Using the same math shows that ${\Delta V}_2 = 3\,\mathrm{V}.$ But, note that it's also true that ${V_2}_{\text{in}}=3\,\mathrm{V}.$ As described in the above section, this is a direct consequence of ${V_2}_{\text{out}}=0\,\mathrm{V}.$

Then to address the case of $R=0\,\Omega$ asked about in the question, it should be clear that while $\Delta V = 0 \, \mathrm{V}$ follows from Ohm's law, that just means that $V_{\text{in}}=V_{\text{out}},$ not that they're both zero (unless one of them is selected as their common reference or/and one of them happens to be at $0\,\mathrm{V}$ due to other circumstance).

The shorthand $\cancel{\Delta} V \to V$ has led to widespread confusion

When I originally wrote this answer, I included the section about why Ohm's law is often written as $V=IR$ rather than the more proper $\Delta V = IR$, as this is a known source of frequent confusion. However, after looking around the internet a bit, it seems that the frequent use of the shorthand has led even Wikipedia's article on voltage to get it mixed up in parts! (Other parts of the Wikipedia article are correctly written.)

So to be clear:

1. Voltage, $V$, is also known as electric potential.

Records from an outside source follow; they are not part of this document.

PR #2575, opened 2018-11-10
Update Contribution guidelines and PR template

waldyrious:
This commit updates the commit message guidelines in CONTRIBUTING.md:
- Add example commit messages for translations and for changes that affect multiple pages;
- Prefix each example with a description of the type of change it refers to.

It also updates the PR template, to make it more compact and reduce duplication of information included in CONTRIBUTING.md:
- Remove horizontal rule at the top
  (the comments are sufficient as visual separation);
- Shorten the comments to make them more compact and more likely to be read;
- Make each checklist entry take a single line;
- Remove blank lines between checklist entries.

This is a follow-up to the discussion at #2512.

### DIFF
--- a/.github/PULL_REQUEST_TEMPLATE.md
+++ b/.github/PULL_REQUEST_TEMPLATE.md
@@ -1,19 +1,9 @@
-----
 <!-- Thank you for sending a PR! -->
-<!-- Please perform the following checks and check all the boxes that apply. -->
-<!-- If your PR does not create a command page,
-     you can remove the first two checklist items. -->
-<!-- If your PR neither creates nor edits a command page (e.g. README edits, etc.)
-     you can simply remove the entire checklist. -->
+<!-- Please perform the following checks and mark all the boxes accordingly. -->
+<!-- You can remove the checklist items that don't apply to your PR. -->
 
 - [ ] The page (if new), does not already exist in the repo.
-
-- [ ] The page (if new), has been added to the correct platform folder:  
-      `common/` if it's common to all platforms, `linux/` if it's Linux-specific, and so on.
-
+- [ ] The page is in the correct platform folder (`common/`, `linux/`, etc.)
 - [ ] The page has 8 or fewer examples.
-
-- [ ] The PR is appropriately titled:  
-      `<command name>: add page` for new pages, or `<command name>: <description of changes>` for pages being edited.
-
-- [ ] The page follows the [contributing](https://github.com/tldr-pages/tldr/blob/master/CONTRIBUTING.md) guidelines.
+- [ ] The PR title conforms to the recommended [templates](../blob/master/CONTRIBUTING.md#commit-message).
+- [ ] The page follows the [content guidelines](../blob/master/CONTRIBUTING.md#guidelines).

2. Voltage drop, $\Delta V$, is also known as electric potential difference.

3. Voltage drop only reduces to voltage when one of the points is selected as the common reference, e.g. as with $V_{\text{out}}=0.$

4. Voltage drop is often referred to as "voltage" in simple scenarios where one of the points is already the common reference.

   • For example, a AA battery's voltage drop is typically specified as $\Delta V = -1.5\,\mathrm{V}$, meaning that a AA battery should raise the voltage from the input terminal to the output terminal (where in/out are defined by the sign convention on the current, $I$). However, it's more common for people to say that a AA battery has a voltage of $1.5\,\mathrm{V}.$

5. Despite being a useful shorthand in simple cases, that context-switching seems to cause conceptual confusion and tends to be grossly impractical in larger circuit analyses.

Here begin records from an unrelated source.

PR #2583, opened 2018-11-12
cut: fix a command example & minor README.md improvements

PetrusKiendys:
----

- Fixup command example for **cut**
- Minor changes in README.md


scripts/pdf/README.md
```diff
@@ -17,13 +17,13 @@ This directory contains the script and related resources to generate a PDF copy
 
 ## Requirements
 
-The PDF is generated by first converting the markdown files to HTML, and then rendering those HTML files as PDF. It depends on the following libraries-
+The PDF is generated by first converting the markdown files to HTML, and then rendering those HTML files as PDF. It depends on the following libraries:
 
-#### Python-Markdown
+**Python-Markdown**
```
agnivade: Let us revert these. `####` is a correct markdown syntax and is consistent with `##` above.

PetrusKiendys: Alright sure, I have allowed edits to be done from maintainers.
Will you edit the PR or should I do it?

pages/common/cut.md
```diff
@@ -12,7 +12,7 @@
 
 - Cut out everything from the 3rd character to the end of each line:
 
-`cut -c{{3-}}`
+`cut -c {{3-}}`
```
sbrl: This was valid syntax before. The space here is completely optional actually. Personally, I'd like to leave this as-is - as some commands (e.g. 7-zip) require the lack of space, and that can be confusing if it's a one-off thing.

agnivade: I think it is more to do with consistency. If you see the above 2 examples, they also use `-c` but have a space. I do not mind either way, but if we are not using space, then I would change the above examples too.

sbrl: Ah. Let's change this then. I've just seen a number of PRs making this kind of change recently.

PetrusKiendys: Yes, exactly as @agnivade puts it, this change is for the sake of consistency. Either we omit the space or insert it, either one of those but preferably the same in all examples.

Sorry for replying late to this, luckily @agnivade motivated the change for me, thanks!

HyperPhysics and much of the response to this SE.Physics question are helpful. Note that HyperPhysics does use the shorthand at places, too, but their use appears appropriate.

Answer 2

Do not assume that a lack of resistors connecting two points implies that the resistance is zero between those points. In fact, it’s the reverse: The conductivity is zero, the resistivity is infinite, the current is zero, and therefore the voltage difference is undefined. That is, you can apply any voltage you wish between two unconnected points.

In contrast, if you connect a perfect conductor between two points (e.g., an idealized superconductor or circuit wire), then the resistance is zero between the points, the conductivity is infinite, the voltage difference is zero, and the current is undefined. Here, the current is determined by the rest of the circuit.

Answer 3

Voltage is not 0 since the potential difference is determined by the source. In the limit of 0 resistance, it will be like completely turning on a faucet as opposed to letting it trickle. You get an increase in current keeping the p.d. roughly constant (assuming the source has a sufficiently large capacity). The "0 resistance" is what is commonly referred to as a short circuit in everyday circuits. The high levels of current will be evident even from the thermodynamic properties of the wire since there will be significant heating.

Answer 4

It is important to realize that equations in physics have physical meaning behind them. So mathematically yes, $R=0$ means $V=0$, but what does this equation actually mean?

This equation is for when we apply a voltage to an ohmic material to determine what current will flow through it. Therefore, we are already assuming the object has resistance. If $R=0$ then we do not use this equation, since it no longer applies.

This is what I mean by saying our equations have meaning. The resistance does not determine potential difference. The resistance determines the resulting current due to a potential difference.

Answer 5

No. $V=IR$ is only valid for an ideal resistor. For instance, an ideal inductor has $R=0$, but the voltage across it is $V=L{dI\over dt}\ne0$.

An ideal circuit with no load and no resistors does not have $R=0$, it has $R=\infty$. $I=0$, so $V$ is given by the indeterminate form $0\times\infty$, which means any value is valid.